Enard et al. examined patterns of molecular evolution in human proteins, comparing the patterns in proteins that interact with viruses to those that do not. How do we know which human proteins interact with viruses? Since this information is not readily available, Enard et al. had to manually search the literature and read thousands of articles to build their data set. They started out with a list of 9,861 human proteins and then searched for all articles that mentioned one of the proteins as well as the word “virus.” Each article was then examined to determine whether it established a physical interaction between the human protein and either a viral protein, viral RNA or viral DNA. This procedure yielded a final list of 1,256 proteins that physically interact with viruses. The remaining proteins in the list were used as a control group, serving as point of comparison.

To assess the extent of adaptation in these proteins, Enard et al. used a test that compares patterns of mutations in the DNA sequences that encode the proteins (McDonald and Kreitman, 1991). This test separates mutations into four different types. First, it defines substitutions as those shared by all individuals in a population, and polymorphisms as those only present in some individuals. Furthermore, mutations can occur at “functional” sites, where they can modify the protein that gets expressed, or at “neutral” sites, where they have no effect on the final protein. Under the neutral theory, we expect the ratio of functional versus neutral mutations to be the same whether we are considering substitutions or polymorphisms (Figure 1A). Conversely, if some functional mutations are adaptive and result in increased fitness, then natural selection will have acted to drive an increase in the frequency of functional mutations until they are shared by all individuals. In this case, the ratio of functional versus neutral mutations will be greater for substitutions than it will be for polymorphisms (Figure 1B). More importantly for the study by Enard et al., the two ratios can also be used to estimate the fraction of substitutions driven by adaptation (Smith and Eyre-Walker, 2002).
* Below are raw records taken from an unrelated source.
PR #349, opened 2020-08-27
Add support for generating indexes (including composite indexes) in migrations

DennisOng:
For: https://github.com/laravel-shift/blueprint/issues/271

Unfortunately, the syntax proposed here will require using array within the YAML draft file, which would be incompatible with: https://github.com/laravel-shift/blueprint/pull/260 

Opening this for a discussion, not sure what would be the best way forward to be honest

### DIFF
--- a/src/Blueprint.php
+++ b/src/Blueprint.php
@@ -29,8 +29,8 @@ class Blueprint
         return str_replace('\\', '/', config('blueprint.app_path'));
     }
 
-    public function parse($content, $strip_dashes = true)
-    {
+    public function parse($content, $strip_dashes = false)
+    {   
         $content = str_replace(["\r\n", "\r"], "\n", $content);
 
         if ($strip_dashes) {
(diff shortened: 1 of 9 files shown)


DennisOng:
Ah sorry just saw the other PR from @nathane on this same thing, what a coincidence! 

Feel free to close this off if that works :)

jasonmccreary:
Actually, per the comment I left on that PR, I like your syntax better. Is it possible for you to review that PR and combine any improves (code or test coverage) into this one?

Also, can you update your PR description with the new syntax.

Again, likely something I will change in v2. But the nested array structure is more inline with the current Blueprint syntax than underscores...

jasonmccreary:
Thanks. I have updated this to avoid changing the public method signature of `Blueprint::parse`. Hopefully merging #351 shortly.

Two theories are diagrammed, neutral evolution and adaptive evolution.

These theories describe how genetic mutations persist in the genome, leading to the development of new traits in a species. To differentiate between these two theories, the McDonald–Kreitman approach estimates the amount of adaptive evolution in diverging populations. This method involves comparing two ratios: d/d0, which is the number of substitutions at functional sites in a protein’s DNA sequence (d; green squares) divided by the number of substitutions at neutral sites (d0; light blue squares); and p/p0, which is the number of polymorphisms at functional sites (p; green circles) divided by the number of polymorphisms at neutral sites (p0; light blue circles). These two ratios can also be used to estimate the fraction (α) of substitutions driven by adaptation, via the formula α = 1 – (d0/d)(p/p0). (A) Under neutral evolution, we assume that all mutations at neutral sites have no effect on how the resulting protein works and that all mutations at functional sites either have no effect or are strongly deleterious. In this case, d/d0 = p/p0, and α = 0. (B) Under adaptive evolution, there is an excess of substitutions at functional sites relative to the number of polymorphisms seen at functional sites, i.e., d/d0 > p/p0. In this case, α > 0.
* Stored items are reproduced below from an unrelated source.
PR #356, opened 2020-08-29
Toggle foreign key constraints for Migrations

### LINKED ISSUE #208: [Idea] Separate migration for foreign keys
First of all @jasonmccreary - I'm just blown away by how cool this is. Great work!

---

When generating migrations, it's pretty easy to end up with files that will NOT migrate - because you have foreign keys towards tables that don't exist yet. This is not a Blueprint problem per-se, it's an inconvenience in migrations. But it's a common one, and something that _maybe_ we can fix using Blueprint.

### Synopsis:

Imagine an Articles-Categories-Tags setup for a simple blog:

```yaml
models:
  Article:
    category_id: id foreign # this will fail - there is no Category yet
    title: string
    slug: string unique default:''
    content: text
    image: string nullable
    status: enum:PUBLISHED,DRAFT
    date: date
    featured: boolean default:0
    timestamps: true
    softDeletes: true
    relationships:
      belongsToMany: Tag # this will fail - there is no Tag yet
      
  Category:
    parent_id: id foreign:categories
    left: integer unsigned nullable
    right: integer unsigned nullable
    depth: integer unsigned nullable
    name: string
    slug: string unique
    timestamps: true
    softDeletes: true
    relationships:
      hasMany: Article

  Tag:
    name: string
    slug: string unique
    timestamps: true
    softDeletes: true
    relationships:
      belongsToMany: Article

seeders: Article, Category, Tag

``` 

### Expected Behavior:

Personally, I'd expect the above to work fine - both Models and relationships to be properly defined, and be able to run them successfully.

### Actual Behavior:

With the above, the generated models are perfect. But the migrations can't be run:

Screenshot 2020-05-15 at 10 26 21

Again, the problem is that the **foreign keys point to tables that don't exist yet**. 

There's a quick workaround in the example above: just move `Category` before `Article`, and/or disable foreign keys in Blueprint. This works for this example, but I don't think it'll work for all use cases. If `Category` was dependant on `Tag` too, then there would be no solution for this problem.

### Proposed Syntax:

What if, when generating the migrations, Blueprint just _ignored_ the foreign keys at first pass? Then at the very end, after having generated the migrations for the actual tables, it would generate **a separate migration, only for foreign keys, for all tables**?

The way I see it, this would:
- fix the "_chicken or the egg_" problem;
- require zero syntax change;
- developers won't have to worry about the order their Models are in, which I think makes for a great Developer Experience;

---

What do you think about this @jasonmccreary ? Would this make sense inside Blueprint? Would it be a difficult change?

I think I can dedicate some time in the next 2-3 weeks to understand how Blueprint works and submit a PR, if it's something you don't want to do yourself, but it's something worth doing 😄 

Cheers!

nathane:
- generate migrations with the syntax to disable foreign key constraints when referencing another table.
- supports Laravel 6 & 7 foreign key syntax.
- resolve #208 

```php
class CreateStatesTable extends Migration
{
    /**
     * Run the migrations.
     *
     * @return void
     */
    public function up()
    {
        Schema::disableForeignKeyConstraints();
        Schema::create('states', function (Blueprint $table) {
            $table->id();
            $table->string('name');
            $table->foreignId('countries_id')->constrained('countries')->cascadeOnDelete();
            $table->string('country_code');
            $table->foreign('country_code')->references('code')->on('countries')->onDelete('cascade');
        });
        Schema::enableForeignKeyConstraints();
    }
```

### DIFF
--- a/src/Generators/MigrationGenerator.php
+++ b/src/Generators/MigrationGenerator.php
@@ -37,6 +37,8 @@ class MigrationGenerator implements Generator
     /** @var \Illuminate\Contracts\Filesystem\Filesystem */
     private $files;
 
+    private $hasForeignKeyConstraints = false;
+
     public function __construct($files)
     {
         $this->files = $files;
@@ -90,6 +92,10 @@ class MigrationGenerator implements Generator
         $stub = str_replace('{{ table }}', $model->tableName(), $stub);
         $stub = str_replace('{{ definition }}', $this->buildDefinition($model), $stub);
 
+        if ($this->hasForeignKeyConstraints) {
+            $stub = $this->disableForeignKeyConstraints($stub);
+        }
+
         return $stub;
     }
 
@@ -98,6 +104,10 @@ class MigrationGenerator implements Generator
         $stub = str_replace('{{ class }}', $this->getPivotClassName($segments), $stub);
         $stub = str_replace('{{ table }}', $this->getPivotTableName($segments), $stub);
         $stub = str_replace('{{ definition }}', $this->buildPivotTableDefinition($segments), $stub);
+
+        if ($this->hasForeignKeyConstraints) {
+            $stub = $this->disableForeignKeyConstraints($stub);
+        }
 
         return $stub;
     }
@@ -149,6 +159,7 @@ class MigrationGenerator implements Generator
             $foreign_modifier = $column->isForeignKey();
 
             if ($this->shouldAddForeignKeyConstraint($column)) {
+                $this->hasForeignKeyConstraints = true;
                 $foreign = $this->buildForeignKey(
                     $column->name(),
                     $foreign_modifier === 'foreign' ? null : $foreign_modifier,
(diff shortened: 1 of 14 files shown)


jasonmccreary:
Minor thing, but could you add two line breaks between these lines. It will give the code some breathing room so it's easy to spot these added statements.

Also, could you elaborate on when these are generated?

nathane:
Blueprint will generate the `disable foreign key constraints` syntax when:
1.  a `foreign` modifier is defined on a `Column`.

```YAML
models:
  Comment:
    post_id: foreign
```

2. building a PivotTable with `use_constraints` is set to `true` inside `config/blueprint.php` and the `Column::dataType()` is an `'id'` or `'uuid'`.

```PHP
in_array($column->dataType(), ['id', 'uuid']) && config('blueprint.use_constraints') === true
```

**Output:**
```PHP
// Laravel 6
class CreateCommentsTable extends Migration
{
    /**
     * Run the migrations.
     *
     * @return void
     */
    public function up()
    {
        Schema::disableForeignKeyConstraints();

        Schema::create('comments', function (Blueprint $table) {
            $table->bigIncrements('id');
            $table->unsignedBigInteger('post_id');
            $table->foreign('post_id')->references('id')->on('posts')->onDelete('cascade');
            $table->timestamps();
        });

        Schema::enableForeignKeyConstraints();
    }
```
```PHP
// Laravel 7+
class CreateCommentsTable extends Migration
{
    /**
     * Run the migrations.
     *
     * @return void
     */
    public function up()
    {
        Schema::disableForeignKeyConstraints();

        Schema::create('comments', function (Blueprint $table) {
            $table->id();
            $table->foreignId('post_id')->constrained()->cascadeOnDelete();
            $table->timestamps();
        });

        Schema::enableForeignKeyConstraints();
    }
```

Enard et al. find that at least 30% of the adaptive mutations that have accumulated in human genes seem to have arisen because they offer protection against viral infection. This conclusion is based on the fact that more adaptive substitutions were found in the subset of proteins that interact with viruses than in the control set of proteins that do not. The fact that so much human evolution has been focused on proteins that interact with viruses affirms what we already knew: viruses have historically been one of our biggest causes of death and disease, if not the biggest cause. They, not lions, tigers or bears, sit masterfully above us on the food chain of life, occupying a role as alpha predators who prey on everything and are preyed upon by nothing.

One seemingly puzzling result from the study is that the human proteins that interact with viruses are more evolutionarily conserved than other proteins, yet also experience more adaptive evolution. However, this can be explained by considering where the adaptive mutations occur. Viruses may evolve to interact with the conserved and essential proteins of their hosts because targeting those proteins makes it easier for the viruses to infect all individuals within a species. This may also help the viruses to infect individuals of a new species. But unfortunately for the viruses, interacting with a host protein may promote adaptive mutations at the virus-binding surface of the protein, eventually preventing the viral interaction. This selection pressure creates a hotspot of adaptive evolution in a protein that is otherwise highly conserved.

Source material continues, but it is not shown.